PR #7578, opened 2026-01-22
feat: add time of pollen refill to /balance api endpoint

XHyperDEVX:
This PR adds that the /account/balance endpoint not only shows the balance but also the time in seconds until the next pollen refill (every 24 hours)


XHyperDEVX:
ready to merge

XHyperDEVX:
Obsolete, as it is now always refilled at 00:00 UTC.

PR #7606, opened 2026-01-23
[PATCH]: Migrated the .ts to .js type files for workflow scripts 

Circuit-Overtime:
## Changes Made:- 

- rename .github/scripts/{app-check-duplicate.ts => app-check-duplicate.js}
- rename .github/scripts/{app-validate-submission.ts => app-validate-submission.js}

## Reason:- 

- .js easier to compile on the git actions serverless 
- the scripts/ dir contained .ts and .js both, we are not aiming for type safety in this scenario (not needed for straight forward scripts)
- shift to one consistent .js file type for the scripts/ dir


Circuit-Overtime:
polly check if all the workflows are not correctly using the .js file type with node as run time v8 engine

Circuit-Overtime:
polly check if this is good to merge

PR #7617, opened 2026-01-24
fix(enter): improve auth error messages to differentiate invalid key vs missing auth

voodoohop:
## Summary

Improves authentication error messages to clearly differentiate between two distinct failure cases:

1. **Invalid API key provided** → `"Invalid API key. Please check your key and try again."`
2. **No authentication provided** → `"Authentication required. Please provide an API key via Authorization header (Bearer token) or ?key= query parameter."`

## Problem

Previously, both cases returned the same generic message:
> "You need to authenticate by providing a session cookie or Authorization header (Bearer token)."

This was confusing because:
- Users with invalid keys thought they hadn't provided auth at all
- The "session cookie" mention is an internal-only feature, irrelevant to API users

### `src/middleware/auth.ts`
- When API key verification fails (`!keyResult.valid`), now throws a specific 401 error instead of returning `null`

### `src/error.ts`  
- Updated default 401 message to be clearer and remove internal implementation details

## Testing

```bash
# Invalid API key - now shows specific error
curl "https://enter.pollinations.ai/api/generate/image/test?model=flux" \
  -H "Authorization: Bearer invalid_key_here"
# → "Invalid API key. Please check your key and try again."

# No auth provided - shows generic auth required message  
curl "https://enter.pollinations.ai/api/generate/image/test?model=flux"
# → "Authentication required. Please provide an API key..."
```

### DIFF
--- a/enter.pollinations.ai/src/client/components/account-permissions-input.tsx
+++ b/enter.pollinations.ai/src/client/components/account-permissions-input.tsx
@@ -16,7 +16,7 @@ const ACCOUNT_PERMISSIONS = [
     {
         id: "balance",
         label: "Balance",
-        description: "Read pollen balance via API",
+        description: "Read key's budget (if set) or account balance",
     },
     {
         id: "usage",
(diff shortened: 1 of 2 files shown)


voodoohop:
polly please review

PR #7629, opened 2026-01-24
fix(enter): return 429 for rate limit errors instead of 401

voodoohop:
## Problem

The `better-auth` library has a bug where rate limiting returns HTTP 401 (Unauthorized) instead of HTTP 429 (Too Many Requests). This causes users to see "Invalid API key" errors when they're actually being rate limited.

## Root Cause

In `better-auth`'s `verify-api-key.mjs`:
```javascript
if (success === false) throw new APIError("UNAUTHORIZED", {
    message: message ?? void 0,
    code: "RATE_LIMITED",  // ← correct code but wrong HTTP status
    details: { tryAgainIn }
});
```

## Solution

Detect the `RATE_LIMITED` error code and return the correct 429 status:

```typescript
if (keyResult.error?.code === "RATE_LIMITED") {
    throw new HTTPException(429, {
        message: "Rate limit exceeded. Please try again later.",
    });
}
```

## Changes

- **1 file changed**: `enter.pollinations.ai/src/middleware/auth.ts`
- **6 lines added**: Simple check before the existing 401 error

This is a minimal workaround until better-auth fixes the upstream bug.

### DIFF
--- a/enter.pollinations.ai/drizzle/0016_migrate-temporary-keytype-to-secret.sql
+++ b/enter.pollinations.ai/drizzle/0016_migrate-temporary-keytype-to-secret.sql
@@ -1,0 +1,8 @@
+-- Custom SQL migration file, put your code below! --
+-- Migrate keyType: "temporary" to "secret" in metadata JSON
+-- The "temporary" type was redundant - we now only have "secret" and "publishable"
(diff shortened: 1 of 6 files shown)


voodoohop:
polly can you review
....
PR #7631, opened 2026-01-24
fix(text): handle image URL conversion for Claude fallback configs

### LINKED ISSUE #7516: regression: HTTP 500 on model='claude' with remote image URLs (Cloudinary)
....
- **What to produce**:
Retype word for word everything in the listing above from the line that holds "being rate limited." down to the line that holds "polly can you review". Keep both end lines and leave out the rest.

- **Exercise output**:
The `better-auth` library has a bug where rate limiting returns HTTP 401 (Unauthorized) instead of HTTP 429 (Too Many Requests). This causes users to see "Invalid API key" errors when they're actually being rate limited.

## Root Cause

In `better-auth`'s `verify-api-key.mjs`:
```javascript
if (success === false) throw new APIError("UNAUTHORIZED", {
    message: message ?? void 0,
    code: "RATE_LIMITED",  // ← correct code but wrong HTTP status
    details: { tryAgainIn }
});
```

## Solution

Detect the `RATE_LIMITED` error code and return the correct 429 status:

```typescript
if (keyResult.error?.code === "RATE_LIMITED") {
    throw new HTTPException(429, {
        message: "Rate limit exceeded. Please try again later.",
    });
}
```

## Changes

- **1 file changed**: `enter.pollinations.ai/src/middleware/auth.ts`
- **6 lines added**: Simple check before the existing 401 error

This is a minimal workaround until better-auth fixes the upstream bug.

### DIFF
--- a/enter.pollinations.ai/drizzle/0016_migrate-temporary-keytype-to-secret.sql
+++ b/enter.pollinations.ai/drizzle/0016_migrate-temporary-keytype-to-secret.sql
@@ -1,0 +1,8 @@
+-- Custom SQL migration file, put your code below! --
+-- Migrate keyType: "temporary" to "secret" in metadata JSON
+-- The "temporary" type was redundant - we now only have "secret" and "publishable"
(diff shortened: 1 of 6 files shown)


voodoohop:
polly can you review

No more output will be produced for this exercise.